Craske Michelle G, Tsao Jennie C I
Department of Psychology, University of California, 405 Hilgard Ave., Los Angeles, CA 90095-1563, USA.
Sleep Med Rev. 2005 Jun;9(3):173-84. doi: 10.1016/j.smrv.2004.11.003. Epub 2005 Apr 8.
Nocturnal panic (NP), waking from sleep in a state of panic, is a common occurrence among patients with panic disorder, with 44-71% reporting at least one such attack. NP is a non-REM event that is distinct from sleep terrors, sleep apnea, nightmares or dream-induced arousals. This review outlines recent advances in the characterization of NP, as well as current approaches to the assessment and treatment of NP. In contrast to earlier work, more recent studies suggest that patients with NP do not differ from patients without NP on sleep architecture, sleep physiology, self-reported sleep quality and severity of panic disorder. However, more precise measurement of physiological precipitants and features is warranted. Assessment of NP focuses on ruling out other explanations for NP, with differential diagnosis based on interviews, sleep polysomnography and ambulatory recording of sleep. Psychological treatment (cognitive-behavioral therapy) targets misappraisals of anxiety sensations, hyperventilatory response, and conditioned reactions to internal, physical cues. Recent evidence supports the efficacy of this approach, however, controlled studies on pharmacological agents in the treatment of NP are lacking. Research is needed to examine the effects of combined cognitive-behavioral therapy and medications, compared to medication alone in the treatment of NP.
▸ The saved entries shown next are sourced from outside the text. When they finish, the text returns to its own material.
PR #361, opened 2022-05-26
Added support in Vungle iOS adapter for loading multiple ads for the same placement ID in bidding rewarded ads.

joshh-devrel:
Added support in Vungle iOS adapter for loading multiple ads for the same placement ID in bidding rewarded ads.

### DIFF
--- a/adapters/Vungle/CHANGELOG.md
+++ b/adapters/Vungle/CHANGELOG.md
@@ -1,5 +1,13 @@
 ## Vungle iOS Mediation Adapter Changelog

夜间惊恐(NP),即在睡眠中因惊恐状态而醒来,是惊恐障碍患者中常见的现象,44%至71%的患者报告至少有一次此类发作。NP是一种非快速眼动(NREM)事件,与睡眠惊恐、睡眠呼吸暂停、噩梦或梦境引起的觉醒不同。本综述概述了NP特征描述方面的最新进展,以及NP评估和治疗的当前方法。与早期研究不同,最近的研究表明,NP患者与无NP患者在睡眠结构、睡眠生理学、自我报告的睡眠质量和惊恐障碍严重程度方面并无差异。然而,对生理诱发因素和特征进行更精确的测量是必要的。NP的评估重点在于排除对NP的其他解释,基于访谈、睡眠多导睡眠图和睡眠动态记录进行鉴别诊断。心理治疗(认知行为疗法)针对对焦虑感觉的错误评估、过度通气反应以及对内部身体线索的条件反应。最近的证据支持这种方法的有效性,然而,缺乏关于药物治疗NP的对照研究。需要进行研究,以检验认知行为疗法与药物联合治疗与单独药物治疗NP的效果对比。